● **Work order**
There is one span to output from the data below: the lines starting at the line with "PR #680, opened 2026-09-14" and ending at the line with "- Fixes #574: the". Output it exactly, ends included, nothing more.

● **Given data**
____________

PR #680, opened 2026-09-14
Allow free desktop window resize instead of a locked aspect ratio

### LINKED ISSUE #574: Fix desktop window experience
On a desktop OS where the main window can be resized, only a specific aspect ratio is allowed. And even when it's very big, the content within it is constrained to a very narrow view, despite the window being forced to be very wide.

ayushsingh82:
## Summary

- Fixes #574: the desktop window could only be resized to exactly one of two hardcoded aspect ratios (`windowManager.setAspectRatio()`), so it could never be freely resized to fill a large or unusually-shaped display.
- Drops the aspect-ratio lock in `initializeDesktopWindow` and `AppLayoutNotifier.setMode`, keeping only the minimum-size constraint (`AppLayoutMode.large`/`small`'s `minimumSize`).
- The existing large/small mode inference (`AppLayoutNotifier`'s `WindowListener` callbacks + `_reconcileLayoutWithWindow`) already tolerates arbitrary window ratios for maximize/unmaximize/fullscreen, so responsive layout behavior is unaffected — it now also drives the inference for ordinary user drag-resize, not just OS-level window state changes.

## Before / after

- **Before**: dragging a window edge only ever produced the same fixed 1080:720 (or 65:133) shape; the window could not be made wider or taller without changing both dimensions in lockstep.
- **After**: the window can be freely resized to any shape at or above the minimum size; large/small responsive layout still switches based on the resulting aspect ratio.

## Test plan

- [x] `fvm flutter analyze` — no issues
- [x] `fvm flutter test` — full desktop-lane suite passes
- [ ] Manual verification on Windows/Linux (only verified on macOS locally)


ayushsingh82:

____________

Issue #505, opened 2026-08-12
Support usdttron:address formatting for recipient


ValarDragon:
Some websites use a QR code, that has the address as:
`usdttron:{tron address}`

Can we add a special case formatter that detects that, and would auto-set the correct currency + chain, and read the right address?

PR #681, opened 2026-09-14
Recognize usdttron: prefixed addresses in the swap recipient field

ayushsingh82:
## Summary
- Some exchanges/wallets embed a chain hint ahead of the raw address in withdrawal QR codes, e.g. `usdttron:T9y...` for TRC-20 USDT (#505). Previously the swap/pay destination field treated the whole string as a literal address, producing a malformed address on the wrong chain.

____________

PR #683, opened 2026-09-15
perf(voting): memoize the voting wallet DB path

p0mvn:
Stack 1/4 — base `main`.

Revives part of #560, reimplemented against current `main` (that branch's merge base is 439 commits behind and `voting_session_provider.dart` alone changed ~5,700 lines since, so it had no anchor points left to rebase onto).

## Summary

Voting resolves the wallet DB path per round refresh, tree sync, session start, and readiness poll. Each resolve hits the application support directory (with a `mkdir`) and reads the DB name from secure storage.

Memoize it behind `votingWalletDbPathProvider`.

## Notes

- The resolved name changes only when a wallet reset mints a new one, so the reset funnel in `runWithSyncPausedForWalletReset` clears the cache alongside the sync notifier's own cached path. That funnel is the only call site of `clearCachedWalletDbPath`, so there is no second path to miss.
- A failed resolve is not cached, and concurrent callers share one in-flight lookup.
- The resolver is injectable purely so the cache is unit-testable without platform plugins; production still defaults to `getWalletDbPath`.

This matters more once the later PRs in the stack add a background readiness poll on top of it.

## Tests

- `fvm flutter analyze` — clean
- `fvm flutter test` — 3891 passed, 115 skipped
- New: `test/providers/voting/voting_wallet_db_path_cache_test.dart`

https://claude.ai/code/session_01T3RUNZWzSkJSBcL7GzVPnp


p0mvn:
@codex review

____________

● **Reply**
PR #680, opened 2026-09-14
Allow free desktop window resize instead of a locked aspect ratio

### LINKED ISSUE #574: Fix desktop window experience
On a desktop OS where the main window can be resized, only a specific aspect ratio is allowed. And even when it's very big, the content within it is constrained to a very narrow view, despite the window being forced to be very wide.

ayushsingh82:
## Summary

- Fixes #574: the desktop window could only be resized to exactly one of two hardcoded aspect ratios (`windowManager.setAspectRatio()`), so it could never be freely resized to fill a large or unusually-shaped display.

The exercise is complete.